Robert Blakey, Tobias P. Kremsmayer

Abstract

In growing numbers of court cases, neuroscience is presented to document the mental state of the offender at the level of the brain. While a small body of research has documented the effects of describing the brain state of psychotic offenders, this study tested the impact of neuroscience that could apply to far more offenders; that is the neuroscience of impulse control. In this online vignette experiment, 759 participants sentenced a normally controlled or normally impulsive actor, who committed a violent offense on impulse, explained in either cognitive or neurobiological terms.

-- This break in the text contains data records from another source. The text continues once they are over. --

PR #5929, opened 2021-12-08
fix(fa): Fixing to create admin 

MargretFinnboga:
# Fixing to create admin and allows use_pseudo_name to be null

https://app.asana.com/0/1201427499183230/1201380382032049

## What

- use_pseudo_name prop didn't allow null 
- created migration to allow null
- fixes error when creating admin for municipality

## Why

- use_pseudo_name doesn't apply to all staff and therefore it should be allowed to be null

## Checklist:


Rikkiabb (changes requested):
I actually fixed this here in a nicer way IMO: https://github.com/island-is/island.is/pull/5933/files#diff-64fc454323bdd8bb8113545cb770b235544f40fc8c1b1ba8690841be0b06ee4bR74 
Feel free to disagree

PR #10912, opened 2023-04-25
Dsl postgres extensions

busla:
# ...

## What

## Why

## Screenshots / Gifs

## Checklist:


busla:
related https://github.com/island-is/island.is/pull/10912

infra/src/dsl/dsl.ts
```diff
@@ -171,7 +172,10 @@ export class ServiceBuilder<ServiceType> {
    */
   initContainer(ic: Optional<InitContainers, 'envs' | 'secrets' | 'features'>) {
     if (ic.postgres) {
-      ic.postgres = this.withDefaults(ic.postgres)
+      ic.postgres = {
+        ...this.withDefaults(ic.postgres),
+        extensions: ic.postgres.extensions,
```
peturgq, line 177: Not sure this is required here.

apps/services/auth/ids-api/src/main.ts
```diff
@@ -11,3 +11,5 @@ bootstrap({
   port: environment.port,
   enableVersioning: true,
 })
+
+// cache-bust-01
```
peturgq, line 15: What is this?

infra/src/dsl/dsl.ts
peturgq, line 177: I feel like we shouldn't need to specify extenstions specifically when making the object, as it is set in withDefaults?

peturgq: Removing this breaks the tests though, so I'm confused.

Although participants considered the neurobiological actor less responsible for his impulsive disposition than the cognitive actor, the neuroscientific testimony did not affect attributions of choice, blame, dangerousness, or punishment for the criminal act. In fact, the neuroscientific testimony exacerbated the perception that the offender offended consciously and "really wanted" to offend. The described disposition of the actor was also influential: participants attributed more capacity for reform, more free choice and consequently, more blame to the normally controlled actor. Participants also attributed this actor's offending more to his social life experiences and less to his genes and brain. However, this shift in attributions was unable to explain the greater blame directed at this offender. Together, such findings suggest that even when neuroscience changes attributions for impulsive character, attributions for impulsive offending may remain unchanged. Hence this study casts doubt on the mitigating and aggravating potential of neuroscientific testimony in court.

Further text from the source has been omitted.